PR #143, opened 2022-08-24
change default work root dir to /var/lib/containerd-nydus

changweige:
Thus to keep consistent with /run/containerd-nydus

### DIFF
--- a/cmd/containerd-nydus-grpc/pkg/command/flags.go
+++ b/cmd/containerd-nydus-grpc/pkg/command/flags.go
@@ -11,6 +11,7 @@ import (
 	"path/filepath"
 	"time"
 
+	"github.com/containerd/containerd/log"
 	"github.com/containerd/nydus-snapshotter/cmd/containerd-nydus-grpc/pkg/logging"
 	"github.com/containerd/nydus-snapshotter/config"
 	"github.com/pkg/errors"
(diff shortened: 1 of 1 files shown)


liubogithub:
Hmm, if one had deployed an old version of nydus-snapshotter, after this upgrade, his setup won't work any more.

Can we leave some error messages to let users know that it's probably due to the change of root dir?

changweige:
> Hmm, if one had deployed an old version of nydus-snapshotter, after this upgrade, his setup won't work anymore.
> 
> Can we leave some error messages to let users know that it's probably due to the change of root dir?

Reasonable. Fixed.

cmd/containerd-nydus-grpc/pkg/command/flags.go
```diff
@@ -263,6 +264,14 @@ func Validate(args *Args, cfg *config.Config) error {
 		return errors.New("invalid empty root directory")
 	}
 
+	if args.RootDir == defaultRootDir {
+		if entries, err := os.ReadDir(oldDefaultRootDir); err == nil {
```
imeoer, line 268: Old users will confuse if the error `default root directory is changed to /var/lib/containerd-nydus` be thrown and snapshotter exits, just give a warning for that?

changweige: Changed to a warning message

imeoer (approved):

...

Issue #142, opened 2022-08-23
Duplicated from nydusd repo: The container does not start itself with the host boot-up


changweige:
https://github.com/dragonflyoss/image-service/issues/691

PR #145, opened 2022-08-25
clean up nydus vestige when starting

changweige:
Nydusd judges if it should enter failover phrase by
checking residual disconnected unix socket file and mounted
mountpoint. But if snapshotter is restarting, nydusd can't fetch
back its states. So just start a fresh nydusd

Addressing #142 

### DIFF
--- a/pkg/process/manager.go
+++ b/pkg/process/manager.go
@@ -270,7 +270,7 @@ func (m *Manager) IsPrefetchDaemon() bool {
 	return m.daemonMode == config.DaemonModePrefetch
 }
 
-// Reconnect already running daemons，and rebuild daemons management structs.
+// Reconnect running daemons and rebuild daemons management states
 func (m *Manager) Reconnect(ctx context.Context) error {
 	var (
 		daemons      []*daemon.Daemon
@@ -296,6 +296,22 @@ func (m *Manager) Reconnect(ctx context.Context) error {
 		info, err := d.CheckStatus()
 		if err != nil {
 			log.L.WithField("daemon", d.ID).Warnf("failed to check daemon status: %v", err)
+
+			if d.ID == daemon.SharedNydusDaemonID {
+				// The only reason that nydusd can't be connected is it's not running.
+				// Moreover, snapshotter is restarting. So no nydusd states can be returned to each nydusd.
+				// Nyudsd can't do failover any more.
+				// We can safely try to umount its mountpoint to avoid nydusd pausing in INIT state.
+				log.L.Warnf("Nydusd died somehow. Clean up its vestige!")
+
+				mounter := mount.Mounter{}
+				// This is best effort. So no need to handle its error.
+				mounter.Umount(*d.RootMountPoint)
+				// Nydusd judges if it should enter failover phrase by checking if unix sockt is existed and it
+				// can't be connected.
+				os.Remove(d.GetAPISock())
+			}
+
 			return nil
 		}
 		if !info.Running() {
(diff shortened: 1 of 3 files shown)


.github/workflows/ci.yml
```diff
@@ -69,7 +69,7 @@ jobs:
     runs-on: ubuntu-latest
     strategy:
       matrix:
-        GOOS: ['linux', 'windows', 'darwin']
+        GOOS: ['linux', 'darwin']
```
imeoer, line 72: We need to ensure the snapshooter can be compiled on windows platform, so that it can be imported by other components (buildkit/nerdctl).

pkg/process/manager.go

> WHAT YOU ARE ASKED TO DO: Using the data above, reproduce exactly the lines between those holding "it's not running." and "in INIT state.", inclusive, and no others.

> TASK OUTPUT:
+				// The only reason that nydusd can't be connected is it's not running.
+				// Moreover, snapshotter is restarting. So no nydusd states can be returned to each nydusd.
+				// Nyudsd can't do failover any more.
+				// We can safely try to umount its mountpoint to avoid nydusd pausing in INIT state.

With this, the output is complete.